Line by line, please look for the word "there" in the following records, then copy each line you find it in.

Stored data →
---+---

Issue #937, opened 2023-02-28
CI task definition update process is broken


lydiascarf:
> Yeah, the part of the build script that updates the batch job definition worked on Jenkins but doesn't work on Github Actions because it relies on a configured AWS profile, which we don't have set up there.  So the options, from simplest to most involved, would be
> - Add a condition to skip that step in CI. That would get the CI builds working except for running analysis jobs, so we'd need to remember to do a manual deploy to staging any time we want to run the analysis there (which isn't that common. Usually we only do that when we're getting ready to do a release.)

---+---

Reply to the exercise →
> Yeah, the part of the build script that updates the batch job definition worked on Jenkins but doesn't work on Github Actions because it relies on a configured AWS profile, which we don't have set up there.  So the options, from simplest to most involved, would be
> - Add a condition to skip that step in CI. That would get the CI builds working except for running analysis jobs, so we'd need to remember to do a manual deploy to staging any time we want to run the analysis there (which isn't that common. Usually we only do that when we're getting ready to do a release.)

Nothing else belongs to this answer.